Republican Ohio state Sen. Matt Dolan decided to run for U.S. Senate in the “center-right candidate who doesn’t agree that Jan. 6 was ‘totally chill’ and does not promise to preemptively support anything Donald Trump says or does” lane. For a long time in the Buckeye State’s MAGA-saturated primary field, this seemed like it was going to be a lane so small that Dolan would be better off doing almost anything else with his time. (It’s never too late to learn to play the piano!) But with Election Day on May 3, the three leading MAGA candidates—Mike Gibbons, Josh Mandel, and J.D. Vance—are still splitting support to the extent that polls are now suggesting Dolan has made himself a threat to win by Surging™ all the way to 18 percent support. It would be fitting if Trump, who benefited in the 2016 presidential primary from the total inability of the Republican Party to consolidate behind a rival candidate, ended up taking a big vicarious loss for similar reasons here.
6. Andrew CuomoScrewing Democrats from beyond the political grave.
Amid all the political misery they’ve endured over the past 10 or so months, Democrats have found a small bit of consolation in the congressional redistricting process, which has gone far better for them than many had anticipated. Thanks to a few aggressive gerrymanders, the party was actually able to add Democratic-leaning House seats heading into what promised to be an otherwise brutal midterm season. Now, it looks like they’ll be giving up some of those gains. That’s thanks to a 4–3 ruling by New York’s top court, which on Wednesday struck down the election map drawn by the state’s legislature. The Court of Appeals found that the map violated the state constitution’s explicit ban on gerrymandering (which, well, fair enough) and ordered an independent special master to draw up a replacement—which could ultimately cost Democrats an extra three seats they’d hoped to add. Whom can the GOP thank for this turn of events? Arguably, disgraced former New York Gov. Andrew Cuomo, who nominated all seven of the court’s current members, including its lone Republican and some relatively conservative Democrats who voted to scrap the legislature’s map. The man’s legacy of purposefully kneecapping his own party lives on in his absence.

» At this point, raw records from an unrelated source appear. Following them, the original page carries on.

Issue #1645, opened 2022-10-08
[FEATURE] Keybinds support for Dominos action bar


jaychang85:
### Before You Begin

- [X] I confirm that I have downloaded the latest version of the addon.
- [X] I am not playing on a private server.
- [X] I checked for an [existing, open ticket](https://github.com/Hekili/hekili/labels/enhancement) for this request and was not able to find one.
- [X] I edited the title of this feature request (above) so that it describes the issue I am reporting.

### Feature Request

actionBarNumber 2 - DominosActionButton1-12
actionBarNumber 7 - DominosActionButton13-24

Please help to see how to add this support

jaychang85:
<Binding name="CLICK DominosActionButton1:HOTKEY" header="DominosActionBar2" category="BINDING_CATEGORY_Dominos"/>
	<Binding name="CLICK DominosActionButton2:HOTKEY" category="BINDING_CATEGORY_Dominos"/>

7. SatanProprietor of the original smoke-filled room.
On April 21, Georgia Rep. Marjorie Taylor Greene spoke to a hard-right Catholic publication called Church Militant. During the interview, Greene and her interlocutor spent some time trying to figure out why some Catholic groups are so concerned about the treatment of refugees and immigrants. While some might consider this a question with a straightforward answer, Greene had her own take: “What it is, is it’s Satan’s controlling the church,” she said. This set off a feud between conservative Catholics, which has serious roots in the church’s handling of the sexual abuse crisis but is mostly appearing in the Surge because it resulted in Michael Voris, the guy who interviewed (and largely agreed with) Greene, writing that Catholic League president and longtime cable news presence Bill Donohue’s name is “Gaelic for GrifterWhore.” And that’s your political news for the week!